У многих высокопоставленных чинов Черноморского флота нарастало недовольство монопольным положением еврейских бизнесменов в качестве основных поставщиков необходимых материалов и продовольствия для Николаевского адмиралтейства (ежегодные закупки на десятки миллионов рублей). Так, древесина для верфи покупалась только у купца Фёдора Рафаловича (основатель известной в будущем одесской зерно-трейдерской и банкирской династии), близкого родственника Юлии Грейг — жены адмирала.

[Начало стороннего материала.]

Issue #665, opened 2017-02-20
[Feature Request] Adding pom version to projectinfo section of the dependency check report


Prakhash:
Hi all,

I would like to request a new feature from the dependency check. 

As shown below, Dependency check currently provides only the 3 options in the projectinfo, in addition to this, I wish to add the project version to the projectinfo section.

    <projectInfo>
        <name>WSO2 Carbon - UI</name>
        <reportDate>2017-02-20T20:23:53.695+0530</reportDate>
        <credits>This report contains data retrieved from the National Vulnerability Database: http://nvd.nist.gov</credits>
    </projectInfo>

Like this below :

     <projectInfo>
        <name>WSO2 Carbon - UI</name>
        <version>4.4.0</version>
        <reportDate>2017-02-20T20:23:53.695+0530</reportDate>
        <credits>This report contains data retrieved from the National Vulnerability Database: http://nvd.nist.gov</credits>
    </projectInfo>

 This is a really an essential requirement for people who are maintaining products with multiple versions and we create customized reports from the XML report generated by Dependency check. So it is not practical to always go and edit the bulk HTML reports

 **My Solution**

  For now, I have implemented this by forking the dependency check code by doing the following changes. If this an acceptable way of doing this, I can send a PR to you, or else please recommend a way to do this

1. Introduced a new constructor as below in [1] with the applicationVersion included

  ```
    public ReportGenerator(String applicationName,String applicationVersion, List<Dependency> dependencies, List<Analyzer> analyzers, DatabaseProperties properties) {

        this(applicationName,dependencies,analyzers,properties);
        context.put("pomVersion",applicationVersion);
    }
```

2. Changed the invoking maven method as below with the p.getVersion() attribute [2]

	`final ReportGenerator r = new ReportGenerator(p.getName(),p.getVersion(), engine.getDependencies(), engine.getAnalyzers(), prop);`

3. Changed the schema as in [3]

4. Changed  the XmlReport.vsl as in [4]

  [1] https://github.com/Prakhash/DependencyCheck/blob/master/dependency-check-core/src/main/java/org/owasp/dependencycheck/reporting/ReportGenerator.java#L128

  [2] https://github.com/Prakhash/DependencyCheck/blob/master/dependency-check-maven/src/main/java/org/owasp/dependencycheck/maven/BaseDependencyCheckMojo.java#L1049

[...]

PR #682, opened 2017-03-13
 changed the coordinates according to the pom file details

Prakhash:


Prakhash:
This part is done for maven in [1]

[1] https://github.com/jeremylong/DependencyCheck/issues/665

Issue #709, opened 2017-04-23
Create analyzer for Node Security Platform (nsp)


stevespringett:
nsp is a free source of information for published and non-published node.js vulnerabilities. nsp takes in a 'cleaned' version of package.json via a public REST API and returns an array of 0 or more advisories.

It is possible to use nsp as a supplemental datasource for package.json files. There are no requirements on storing datafiles locally, as nsp is purely a web service.

Due to the fact that the advisories are not located at the nvd and many of them do not have a published CVE associated with them, minor changes will need to be made in reporting to account for these differences.

This ticket is to track this enhancement.

stevespringett:
@jeremylong The nsp analyzer is a web service so the analysis is not actually part of ODC. The implementation of the nsp rest client IS part of ODC. What's your thought on @ Experimental for this? The analysis is solid and proven, but the ODC analyzer that interacts with nsp is not. I can think of arguments for both, but I'd like to get your take before I create the PR next week.

Issue #707, opened 2017-04-21
Enhanced support for new NVD feeds and CVSSv3


stevespringett:
The NVD will soon be releasing a beta of a new feed (both in XML and JSON formats) that support CVSSv3 scores and vectors. It will likely support CPE 2.3 as well.

This enhancement ticket is to ensure Dependency-Check can support:

- Downloading and processing of the new schema format
- Distinguish between CVSSv2 and CVSSv3 scores
- If possible, provide both sets of scores in dependency-check-report.xml (maybe html to)
- Can properly map severities for CVSSv2 and CVSSv3 scores (they are different) - refer to https://nvd.nist.gov/vuln-metrics/cvss

stevespringett:
Beta JSON feeds are now available from the NVD. The JSON feeds have CPE 2.3 syntax and include both CVSSv2 and CVSSv3 scores and impacts.

https://nvd.nist.gov/vuln/data-feeds#JSON_FEED

An updated XML feed with CVSSv3 and CPE 2.3 is not yet available.

stevespringett:
The JSON feed continues to not support impact and exploitability scores. Therefore, if these are necessary, it is now possible to perform calculations and retrieve vectors for CVSSv2 and CVSSv3 https://github.com/stevespringett/cvss-calculator

v6ak:
When elaborating with #733 and related, I've found another issue that might be fixed by this new import. It might be worth checking.

Description: I've seen some cases where OS (Windows/Linux/MacOS) CPEs are imported as application CPEs. For example, you can compare original [CVE-2010-1689](https://nvd.nist.gov/vuln/detail/CVE-2010-1689?cpeVersion=2.2#vulnConfigurationsArea
) to [imported data](https://gist.github.com/v6ak/d1002095cdd212ea64b73fdafed12fa6). In the original data, there is “cpe:/**o**:”, not “cpe:/**a**:”.

If desired, I can open a separate issue for it.

jeremylong:
This enhancement request has now bubbled to the top and is slated for implementation next.  See issue #1088 - ODC is not reporting on vulnerable libraries because the data in the older XML feeds does not include the necessary information for new vulnerabilities (2018 and some of the 2017 CVEs).

jeremylong:
As part of this enhancement the version matching needs to be re-worked. In most cases the file type analyzer itself can identify the correct version number - ODC should just use the version number identified for the CPE.

gbena:
[...]

PR #716, opened 2017-05-01
Added support to generate report in JSON format

ThomasGoeytil:
## Fixes Issue #
Added functionality

## Description of Change
Added support to generate JSON-report with -f JSON. 

no (Current integration test generates a JSON reports and fails if JSON is not valid).


stevespringett:
@ThomasGoeytil Thanks for the PR. We've been meaning to add JSON support for awhile now. One suggestion. We might want to version the JSON schema (similar to how we do the XML), because the schema will change when support for CVSSv3 is added. #707 

@jeremylong If you merge this in, we'll need to update the json template so that it supports #709  because as of now, it basically copies the xml version which currently doesn't account for the changes made in #714.

jeremylong:
Thanks for the PR!

PR #588, opened 2016-10-06
Add Dockerfile for dependency check

wurstbrot:
After a discussion on #577 I am creating a new pull request for the Dockerfile, with HTTPS source and fetching of current release.

After the pull request is accepted, I will create the repository on hub.docker.com.

PR #719, opened 2017-05-06
Improve dockerfile

janpapenbrock:
## Fixes Issue #

None.

## Description of Change

I've improved the Dockerfile to allow end users to use complete CLI functionality easier, without having to override `--entrypoint`.

Now it is possible to run 

```
docker run --rm owasp/dependency-check --version
```

which would before have been

```
docker run --rm --entrypoint "/usr/share/dependency-check/bin/dependency-check.sh" /owasp/dependency-check --version
```

### Breaking change

This is a breaking change. However, as the docker image is not published to Dockerhub at the moment, there is no breakage of officially documented behavior.

Not required.

## Additional notes

It would be great if the docker image could be published to Dockerhub as it is documented in README.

Обвиняли командующего флота и в получении „откатов“ за предоставление подрядов в ручном режиме, без объявления тендеров».

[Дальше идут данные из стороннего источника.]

PR #720, opened 2017-05-06
Fix argument name for CLI.

janpapenbrock:
## Fixes Issue #

None.

## Description of Change

CLI documentation of how to enable experimental analyzers is currently wrong. The required argument is called `--enableExperimental`, whereas the documentation states `--experimental`.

Из воспоминаний адмирала И.А. Шестакова, служившего в начале 30-х годов на Черноморском флоте:

«[Нельзя] отвергать у правительства права пробудиться, стать чутким к истинным своим интересам и желать положить конец ненормальному антинациональному порядку вещей, оскорбляющему народное самолюбие в настоящем и чреватому бедами в будущем. Военная сила должна быть народная по преимуществу. В случаях, для которых она содержится с огромным бременем для страны, требуются не только познания, но напряжение всех нравственных сил; недостаточно мочь разить врага отечества, нужно сильно желать того. Подобное независимое душевное состояние требуется от защитника чести и целости государства во всякой войне, безразлично от племени, с которым она ведётся. Каким же образом допускать, чтоб столь дорогие интересы находились в грозные исторические моменты в руках людей, отделяющих подданство от племенного происхождения? На каком политическом расчёте можно дозволять неминуемо раздваивающемуся в известных условиях лицу пользоваться выгодами военного учреждения в мирное время, при вероятности, что в военное, для которого учреждение исключительно существует, совесть или крик души помешают исполнению служебного долга?

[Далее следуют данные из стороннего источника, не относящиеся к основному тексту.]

PR #726, opened 2017-05-09
Suppress EntityFramework false positives.

### LINKED ISSUE #90: False positives in .NET
Dependency Check reports (with highest confidence) vulnerabilities CVE-1999-0201 and CVE-1999-0082 detected in Starksoft.Net.Ftp.dll which can be downloaded here: http://biko.codeplex.com/

One idea I had regarding some of these older CPE/CVE combos is just make a cut point of say 2001/2 and not include any earlier CVE data.

sethjackson:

Была и другая, чисто нравственная причина, требовавшая изменения приросших к службе невыгодных для неё условий… Соблазнительная близость арсенала и адмиралтейства, доставлявших огромные средства, вместе с властью распоряжаться рабочей государственной силой смешали понятия о частной собственности с казённой».

Разумеется, что коррупция, взяточничество и воровство в огромных масштабах было присуще не только Черноморскому флоту, возглавляемому Грейгом. Рядом с Черноморским флотом дислоцировалась знаменитая Южная (2-я) армия. Черноморцев с армейцами связывало многое: и соседство, и общие задачи. Главной задачей и Черноморского флота, и Южной армии было ведение боевых действий против Турции, что они делали во время войн с турками в 1806–1812 годах, 1828–1829 годах и в дальнейшем в 1853–1856 годах и в 1877–1878 годах. В этой связи контакты и связи между генералитетами этих двух наиболее мощных военных объединений юга России были постоянными и весьма тесными. Исходя из этого, закономерен вопрос: а как обстояло дело с воровством в Южной армии?